The practical implications of putting men in space are many, the cost of such operations is astronomical (no pun intended), and the size of the new frontiersfolk is an important factor. Smaller people need less food, less oxygen and produce correspondingly less waste of all types. Another important factor is that they need less big constructions around them. Ceilings can be lower, bunk space less, doorways, airlocks etc. If the whole thing has to be scaled up to accommodate six footers, the economics not just of constructing, but of launching the increased payload must increase as well. Moreover, sustaining an environment is not a science that has yet been perfected.

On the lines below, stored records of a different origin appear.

PR #76, opened 2015-07-01
Ignore cromwell's logback.xml to avoid sbt assembly error

dshiga:
We were getting errors when doing sbt assembly because the latest cromwell snapshot jar released 6/30 includes a logback.xml file, which causes problems because agora has its own logback.xml too.


vivster7:
looks fine for merge

jacarey:
:+1:  It would be nice if cromwell had a library jar that wasn't their full assembled jar.

nh13:
@jacarey add a request into the red team's backlog

PR #77, opened 2015-07-07
Fix embedded urls

dshiga:
Our embedded urls had port 8000 in them, which is not actually what we want when agora runs behind a proxy. When we run behind a proxy we usually want to leave the port blank in the embedded url.

I created a new config parameter called embeddedUrl.port so that this can be set independently of whatever port we tell agora to bind to. So, for example we can have:
webservice.port=8000
embeddedUrl.port=443

Or we can just not specify embeddedUrl.port, in which case the port will be blank in the embedded url.

We still need the option of specifying a port in embedded urls, because people may sometimes run locally without a proxy and still want to have valid embedded urls.


bradtaylor:
Looks good

PR #79, opened 2015-07-10
Supply an import resolver when validating wdl

dshiga:
The cromwell jar requires us to supply a wdl resolver function when we ask it to validate wdl. We were getting away with not supplying one before because the default resolver was a no-op, but that has changed.

This pull request creates a wdl resolver function. Given a uri of the form "methods://namespace.name.snapshotId", it finds the method and returns its payload. If it can't find the method for any reason it throws an exception.


src/main/scala/org/broadinstitute/dsde/agora/server/webservice/AddHandler.scala
```diff
@@ -53,4 +53,69 @@ class AddHandler(authorizationProvider: AuthorizationProvider) extends Actor {
...
   }
+
+}
+
+case class MethodImportResolver(username: String, business: AgoraBusiness, authorizationProvider: AuthorizationProvider) {
+
+  def importResolver(importUri: String): WdlSource = {
+    ImportResolverHelper.validateUri(importUri)
+    val method = ImportResolverHelper.resolve(importUri, business, username)
+    val authorizedMethod = authorizationProvider.filterByReadPermissions(method, username)
```
jacarey: Is there not a "has read permission" method for a single entity? Seems weird to be filtering on a single entity instead of doing a boolean check.

src/main/scala/org/broadinstitute/dsde/agora/server/webservice/AddHandler.scala
```diff
@@ -53,4 +53,69 @@ class AddHandler(authorizationProvider: AuthorizationProvider) extends Actor {
...
+    authorizedMethod match {
+      case x: Some[AgoraEntity] => x.get.payload.get
```
jacarey: why not 
case Some(entity) => entity.payload.get
?

src/main/scala/org/broadinstitute/dsde/agora/server/webservice/AddHandler.scala
```diff
@@ -53,4 +53,69 @@ class AddHandler(authorizationProvider: AuthorizationProvider) extends Actor {
...
+    }
+  }
+}
+
+object ImportResolverHelper {
+
+  private val methodScheme = "methods://"
+
+  def resolve(uri: String, business: AgoraBusiness, username: String): Option[AgoraEntity] = {
+    val withoutScheme = removeScheme(uri)
```
jacarey: Would it make sense to create a case class that can take a uri and do all of the parsing internally so that we can use it elsewhere if we need to?

src/main/scala/org/broadinstitute/dsde/agora/server/webservice/AddHandler.scala
```diff
@@ -53,4 +53,69 @@ class AddHandler(authorizationProvider: AuthorizationProvider) extends Actor {
...
+
+  def validateUri(importUri: String) = {
+    if (!importUri.startsWith(methodScheme)) {
+      throw new SyntaxError(s"Unsupported import uri: $importUri. Must start with $methodScheme.")
+    }
+    val withoutScheme = removeScheme(importUri)
+    if (!hasThreeParts(withoutScheme)) {
+      throw new SyntaxError(s"Malformed methods uri. Must contain three parts, separated by '.': $importUri")
+    }
+    val parts = importUri.split("\\.")
```
jacarey: this validation method splits that string twice

src/main/scala/org/broadinstitute/dsde/agora/server/webservice/AddHandler.scala
```diff
@@ -53,4 +53,69 @@ class AddHandler(authorizationProvider: AuthorizationProvider) extends Actor {
...
+    parts.size == 3
+  }
+
+  private def isIdInt(idStr: String): Boolean = {
+    try {
+      idStr.toInt
+      true
+    } catch {
+      case e: NumberFormatException => false
+    }
```
jacarey: why not idStr.forall(_.isDigit)? Might be better than parsing the string to an int that we are just throwing away

jacarey:
Looks good

src/main/scala/org/broadinstitute/dsde/agora/server/webservice/AddHandler.scala
vivster7: There is in the new GcsAuthProvider. It's called isAuthorizedForRead. It's currently in review though.

dshiga: Maybe we should hold off merging this until after the new GcsAuthProvider gets merged. We're going to get conflicts either way, but probably makes more sense for me to adapt to the new auth provider in my branch.

vivster7: Thanks for waiting dave. With the new GcsAuthorizationProvider, I think this code should look like

```scala
import org.broadinstitute.dsde.agora.server.dataaccess.acls.gcs.GcsAuthorizationProvider._
if (isAuthorizedForRead(method, username)) method.payload.get
else throw new SyntaxError(s"Can't resolve import: $importUri")
```

Now that I write this, I think the variable name "entity" might be better than "method"

dshiga: Hmm. Imports only apply to methods though - we won't ever have imports to resolve for configurations as far as I know. So this val will always be a method.

vivster7: ahh, okay, then method is a better name.

PR #80, opened 2015-07-10
google credential token now refreshes when it expires (every hour)

vivster7:
Quick fix to make the GoogleCredential token refresh when it expires. Pipeline has been changed to a function so the token will be checked before every call to Google.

Perhaps, if there are to be finely balanced ecosystems, it will be more viable for those who naturally consume and excrete less.
Imagine a future five hundred years from now in which human activity has continued to produce chemical pollution and low level radiation emissions, combined with a couple of small scale nuclear confrontations. The damage to the gene pool would be untold. Those wishing to escape ravaged mother earth must of course undergo a screening program. Anyone with a more than 1% chance of having children whose adult height will be more than 1.5Gglus (Global government length units) need not apply for selection.
The point is that the new frontiersfolk will have to use every scientific expertise available in order to maximise their chance of successfully surviving. Genetics will be a part of that. Those selected to colonise space may not be what Galton would have considered the finest. The Japanese have an advanced space program and as well as being the richest per capita nation on the planet are not renowned for their large physical size; they might be a race worth keeping an eye on.